ASSIGNMENT ▸
Of the entries below, restate word for word only the section that runs from the line with "I wrote that" to the line with "This is worse", counting both ends.

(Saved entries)

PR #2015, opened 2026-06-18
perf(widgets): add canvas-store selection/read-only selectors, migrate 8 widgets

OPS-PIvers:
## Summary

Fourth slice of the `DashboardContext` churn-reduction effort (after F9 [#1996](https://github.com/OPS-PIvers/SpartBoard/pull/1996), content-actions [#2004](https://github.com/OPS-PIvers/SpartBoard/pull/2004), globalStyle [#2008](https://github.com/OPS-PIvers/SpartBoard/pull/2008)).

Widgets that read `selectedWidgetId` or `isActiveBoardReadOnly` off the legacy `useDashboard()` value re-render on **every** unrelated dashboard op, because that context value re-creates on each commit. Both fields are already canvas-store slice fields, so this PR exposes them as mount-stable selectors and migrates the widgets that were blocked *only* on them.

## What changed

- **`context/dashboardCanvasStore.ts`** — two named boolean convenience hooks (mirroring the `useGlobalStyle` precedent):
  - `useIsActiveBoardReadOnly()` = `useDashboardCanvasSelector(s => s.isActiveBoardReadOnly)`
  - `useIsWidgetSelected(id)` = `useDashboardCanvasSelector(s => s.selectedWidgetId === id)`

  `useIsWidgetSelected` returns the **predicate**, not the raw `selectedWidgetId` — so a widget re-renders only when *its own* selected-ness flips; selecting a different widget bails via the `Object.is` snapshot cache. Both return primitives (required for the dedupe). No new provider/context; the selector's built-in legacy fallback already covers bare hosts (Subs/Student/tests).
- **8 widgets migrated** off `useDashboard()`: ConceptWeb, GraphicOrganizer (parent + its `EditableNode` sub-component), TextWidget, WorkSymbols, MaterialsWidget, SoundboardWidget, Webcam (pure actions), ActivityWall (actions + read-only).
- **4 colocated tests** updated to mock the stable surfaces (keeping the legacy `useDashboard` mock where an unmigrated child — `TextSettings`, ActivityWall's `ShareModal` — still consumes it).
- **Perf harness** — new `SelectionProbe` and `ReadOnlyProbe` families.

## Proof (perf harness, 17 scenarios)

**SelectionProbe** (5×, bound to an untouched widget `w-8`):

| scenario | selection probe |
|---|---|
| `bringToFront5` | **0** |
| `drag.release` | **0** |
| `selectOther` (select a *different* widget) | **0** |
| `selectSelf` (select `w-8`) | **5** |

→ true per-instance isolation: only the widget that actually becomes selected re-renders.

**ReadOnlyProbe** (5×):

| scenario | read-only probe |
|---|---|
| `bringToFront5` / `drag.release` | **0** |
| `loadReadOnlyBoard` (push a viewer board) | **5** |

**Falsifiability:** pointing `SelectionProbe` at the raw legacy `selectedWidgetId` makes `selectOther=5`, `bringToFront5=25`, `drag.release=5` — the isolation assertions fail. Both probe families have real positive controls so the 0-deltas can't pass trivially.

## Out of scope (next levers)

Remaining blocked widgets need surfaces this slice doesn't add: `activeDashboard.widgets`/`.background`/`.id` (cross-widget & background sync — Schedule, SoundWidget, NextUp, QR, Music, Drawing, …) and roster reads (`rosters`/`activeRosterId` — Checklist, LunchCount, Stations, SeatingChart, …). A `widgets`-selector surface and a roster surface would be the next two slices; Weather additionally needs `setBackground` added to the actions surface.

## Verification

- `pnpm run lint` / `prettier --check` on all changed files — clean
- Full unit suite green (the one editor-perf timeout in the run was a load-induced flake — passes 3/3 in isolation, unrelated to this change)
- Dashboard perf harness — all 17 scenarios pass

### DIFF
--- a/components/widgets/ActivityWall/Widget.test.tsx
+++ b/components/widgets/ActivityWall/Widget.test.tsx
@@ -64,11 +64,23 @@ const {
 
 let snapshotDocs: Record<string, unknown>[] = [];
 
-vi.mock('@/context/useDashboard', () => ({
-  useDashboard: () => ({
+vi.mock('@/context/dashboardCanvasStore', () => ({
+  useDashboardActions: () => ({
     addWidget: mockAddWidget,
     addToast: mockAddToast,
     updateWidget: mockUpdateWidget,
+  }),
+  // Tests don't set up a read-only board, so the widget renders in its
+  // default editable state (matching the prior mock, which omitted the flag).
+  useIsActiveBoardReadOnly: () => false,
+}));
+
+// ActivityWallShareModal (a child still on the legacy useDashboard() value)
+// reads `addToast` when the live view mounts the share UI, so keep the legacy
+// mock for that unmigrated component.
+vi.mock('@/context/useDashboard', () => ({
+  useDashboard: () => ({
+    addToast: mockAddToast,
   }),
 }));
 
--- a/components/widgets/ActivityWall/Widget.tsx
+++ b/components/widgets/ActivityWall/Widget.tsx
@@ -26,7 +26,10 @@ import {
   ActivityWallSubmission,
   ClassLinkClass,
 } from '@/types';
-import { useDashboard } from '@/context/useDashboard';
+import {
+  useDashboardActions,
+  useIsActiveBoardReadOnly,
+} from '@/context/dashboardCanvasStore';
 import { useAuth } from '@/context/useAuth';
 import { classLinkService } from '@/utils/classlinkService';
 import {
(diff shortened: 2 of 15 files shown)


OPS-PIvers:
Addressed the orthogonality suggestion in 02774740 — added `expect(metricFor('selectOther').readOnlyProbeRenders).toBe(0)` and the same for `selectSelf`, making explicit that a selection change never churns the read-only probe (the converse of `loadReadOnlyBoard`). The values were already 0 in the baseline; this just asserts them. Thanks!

==

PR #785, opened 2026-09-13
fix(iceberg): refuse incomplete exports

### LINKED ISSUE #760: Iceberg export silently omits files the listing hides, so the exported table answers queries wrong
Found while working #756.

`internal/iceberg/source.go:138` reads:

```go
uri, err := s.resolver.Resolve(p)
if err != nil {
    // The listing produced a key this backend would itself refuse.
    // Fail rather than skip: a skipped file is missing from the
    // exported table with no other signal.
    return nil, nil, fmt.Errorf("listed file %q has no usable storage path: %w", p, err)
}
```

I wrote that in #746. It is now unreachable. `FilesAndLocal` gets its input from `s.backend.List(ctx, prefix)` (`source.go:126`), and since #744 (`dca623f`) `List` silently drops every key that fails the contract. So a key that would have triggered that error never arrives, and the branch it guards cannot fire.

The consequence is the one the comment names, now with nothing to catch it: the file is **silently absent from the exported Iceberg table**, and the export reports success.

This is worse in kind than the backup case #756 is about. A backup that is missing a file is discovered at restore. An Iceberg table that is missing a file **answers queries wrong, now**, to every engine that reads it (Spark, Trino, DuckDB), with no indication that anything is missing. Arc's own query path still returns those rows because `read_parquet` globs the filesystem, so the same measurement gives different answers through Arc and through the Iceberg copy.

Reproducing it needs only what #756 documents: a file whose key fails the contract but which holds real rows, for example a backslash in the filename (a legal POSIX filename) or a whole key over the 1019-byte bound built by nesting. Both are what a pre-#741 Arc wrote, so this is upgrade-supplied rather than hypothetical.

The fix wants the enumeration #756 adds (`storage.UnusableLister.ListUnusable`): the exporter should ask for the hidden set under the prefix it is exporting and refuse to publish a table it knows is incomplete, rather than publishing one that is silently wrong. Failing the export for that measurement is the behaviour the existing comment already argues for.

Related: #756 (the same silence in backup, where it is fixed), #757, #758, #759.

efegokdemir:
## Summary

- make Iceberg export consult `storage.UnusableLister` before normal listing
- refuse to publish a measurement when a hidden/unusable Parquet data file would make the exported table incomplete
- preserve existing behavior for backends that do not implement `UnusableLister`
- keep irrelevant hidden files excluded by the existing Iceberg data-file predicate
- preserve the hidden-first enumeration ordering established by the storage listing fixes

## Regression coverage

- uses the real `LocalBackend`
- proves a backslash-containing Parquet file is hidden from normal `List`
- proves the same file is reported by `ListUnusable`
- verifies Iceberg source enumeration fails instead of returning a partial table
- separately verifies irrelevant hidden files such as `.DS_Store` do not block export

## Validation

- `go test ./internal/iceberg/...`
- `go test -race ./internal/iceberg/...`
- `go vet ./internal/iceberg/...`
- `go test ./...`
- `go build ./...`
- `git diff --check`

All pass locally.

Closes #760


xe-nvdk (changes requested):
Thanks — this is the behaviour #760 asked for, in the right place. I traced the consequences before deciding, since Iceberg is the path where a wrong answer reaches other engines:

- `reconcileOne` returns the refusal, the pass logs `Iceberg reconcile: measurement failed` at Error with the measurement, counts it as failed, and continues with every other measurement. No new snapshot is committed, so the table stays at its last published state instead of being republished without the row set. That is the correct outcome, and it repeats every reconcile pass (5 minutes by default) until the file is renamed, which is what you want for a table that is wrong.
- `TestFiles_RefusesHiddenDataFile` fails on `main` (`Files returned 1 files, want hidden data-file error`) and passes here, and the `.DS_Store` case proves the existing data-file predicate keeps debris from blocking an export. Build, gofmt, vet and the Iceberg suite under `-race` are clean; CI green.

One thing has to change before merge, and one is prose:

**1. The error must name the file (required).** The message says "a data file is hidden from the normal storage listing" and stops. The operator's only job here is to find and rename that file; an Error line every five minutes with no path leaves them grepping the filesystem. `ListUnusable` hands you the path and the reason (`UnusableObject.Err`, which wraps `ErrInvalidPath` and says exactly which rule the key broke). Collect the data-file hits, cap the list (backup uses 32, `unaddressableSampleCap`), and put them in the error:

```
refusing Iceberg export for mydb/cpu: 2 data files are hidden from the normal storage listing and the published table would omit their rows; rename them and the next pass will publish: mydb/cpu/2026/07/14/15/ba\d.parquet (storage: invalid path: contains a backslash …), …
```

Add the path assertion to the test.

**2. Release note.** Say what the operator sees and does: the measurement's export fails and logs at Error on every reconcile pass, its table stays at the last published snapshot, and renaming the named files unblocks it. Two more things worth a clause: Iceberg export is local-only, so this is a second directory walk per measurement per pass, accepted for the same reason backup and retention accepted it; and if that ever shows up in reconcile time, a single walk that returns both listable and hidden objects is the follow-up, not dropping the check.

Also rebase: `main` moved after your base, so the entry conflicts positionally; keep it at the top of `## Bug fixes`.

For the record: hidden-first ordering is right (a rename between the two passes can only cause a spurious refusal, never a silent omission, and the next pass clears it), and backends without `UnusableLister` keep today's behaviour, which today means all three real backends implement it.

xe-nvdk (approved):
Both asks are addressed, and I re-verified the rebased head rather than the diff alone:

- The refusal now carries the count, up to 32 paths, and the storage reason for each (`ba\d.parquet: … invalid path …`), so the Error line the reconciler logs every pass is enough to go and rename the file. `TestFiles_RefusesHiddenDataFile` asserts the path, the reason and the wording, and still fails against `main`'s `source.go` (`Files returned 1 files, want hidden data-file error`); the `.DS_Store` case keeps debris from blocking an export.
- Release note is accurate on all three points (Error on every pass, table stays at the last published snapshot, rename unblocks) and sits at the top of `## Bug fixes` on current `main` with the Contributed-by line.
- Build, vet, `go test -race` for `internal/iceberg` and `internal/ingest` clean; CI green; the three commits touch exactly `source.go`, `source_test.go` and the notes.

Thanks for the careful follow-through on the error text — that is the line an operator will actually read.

FINISHED EXERCISE ▸
I wrote that in #746. It is now unreachable. `FilesAndLocal` gets its input from `s.backend.List(ctx, prefix)` (`source.go:126`), and since #744 (`dca623f`) `List` silently drops every key that fails the contract. So a key that would have triggered that error never arrives, and the branch it guards cannot fire.

The consequence is the one the comment names, now with nothing to catch it: the file is **silently absent from the exported Iceberg table**, and the export reports success.

This is worse in kind than the backup case #756 is about. A backup that is missing a file is discovered at restore. An Iceberg table that is missing a file **answers queries wrong, now**, to every engine that reads it (Spark, Trino, DuckDB), with no indication that anything is missing. Arc's own query path still returns those rows because `read_parquet` globs the filesystem, so the same measurement gives different answers through Arc and through the Iceberg copy.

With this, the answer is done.